**Exercise prompt:** Go through the lines below and copy any that hold the string "just".

**Information:**
══════════════════════════════

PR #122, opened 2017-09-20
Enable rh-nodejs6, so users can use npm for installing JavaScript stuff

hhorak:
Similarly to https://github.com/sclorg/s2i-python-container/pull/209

══════════════════════════════

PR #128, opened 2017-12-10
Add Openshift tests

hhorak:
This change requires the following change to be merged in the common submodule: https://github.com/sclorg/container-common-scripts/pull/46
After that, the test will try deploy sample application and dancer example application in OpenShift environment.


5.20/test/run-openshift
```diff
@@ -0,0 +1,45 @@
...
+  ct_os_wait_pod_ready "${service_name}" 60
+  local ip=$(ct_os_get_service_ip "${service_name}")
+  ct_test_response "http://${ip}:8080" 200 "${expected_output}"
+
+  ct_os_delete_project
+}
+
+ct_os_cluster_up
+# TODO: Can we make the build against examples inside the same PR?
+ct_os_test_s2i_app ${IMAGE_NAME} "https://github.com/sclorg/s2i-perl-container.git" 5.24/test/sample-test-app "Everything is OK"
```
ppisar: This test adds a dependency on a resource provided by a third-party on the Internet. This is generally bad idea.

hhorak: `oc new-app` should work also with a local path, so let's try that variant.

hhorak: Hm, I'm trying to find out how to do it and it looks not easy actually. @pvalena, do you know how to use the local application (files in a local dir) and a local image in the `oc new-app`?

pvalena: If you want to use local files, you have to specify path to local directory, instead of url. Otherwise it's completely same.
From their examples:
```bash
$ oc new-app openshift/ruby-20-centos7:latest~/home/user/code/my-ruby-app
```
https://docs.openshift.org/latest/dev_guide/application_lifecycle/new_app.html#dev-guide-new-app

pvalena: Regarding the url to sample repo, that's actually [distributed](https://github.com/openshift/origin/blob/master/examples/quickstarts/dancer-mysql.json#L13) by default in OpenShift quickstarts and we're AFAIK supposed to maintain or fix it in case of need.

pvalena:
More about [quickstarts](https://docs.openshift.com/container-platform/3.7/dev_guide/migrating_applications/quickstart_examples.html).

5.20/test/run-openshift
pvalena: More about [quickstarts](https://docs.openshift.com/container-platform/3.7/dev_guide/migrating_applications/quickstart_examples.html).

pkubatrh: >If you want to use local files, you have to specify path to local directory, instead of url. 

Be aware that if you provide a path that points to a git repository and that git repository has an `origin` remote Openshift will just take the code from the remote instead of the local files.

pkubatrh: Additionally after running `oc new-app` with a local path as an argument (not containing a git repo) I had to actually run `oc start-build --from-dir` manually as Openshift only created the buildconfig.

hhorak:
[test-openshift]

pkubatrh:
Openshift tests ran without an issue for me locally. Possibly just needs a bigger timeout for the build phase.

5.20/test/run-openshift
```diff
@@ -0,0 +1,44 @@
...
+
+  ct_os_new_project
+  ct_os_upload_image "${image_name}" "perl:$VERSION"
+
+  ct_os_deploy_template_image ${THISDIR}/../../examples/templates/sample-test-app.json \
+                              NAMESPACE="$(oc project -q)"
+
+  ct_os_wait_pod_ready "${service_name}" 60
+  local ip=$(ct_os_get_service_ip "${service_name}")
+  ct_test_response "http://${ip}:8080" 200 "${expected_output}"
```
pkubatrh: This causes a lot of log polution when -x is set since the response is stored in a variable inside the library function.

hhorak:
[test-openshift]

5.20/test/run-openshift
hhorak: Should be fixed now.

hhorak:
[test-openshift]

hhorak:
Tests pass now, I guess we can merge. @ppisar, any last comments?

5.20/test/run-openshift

══════════════════════════════

**Task result:**
Be aware that if you provide a path that points to a git repository and that git repository has an `origin` remote Openshift will just take the code from the remote instead of the local files.
Openshift tests ran without an issue for me locally. Possibly just needs a bigger timeout for the build phase.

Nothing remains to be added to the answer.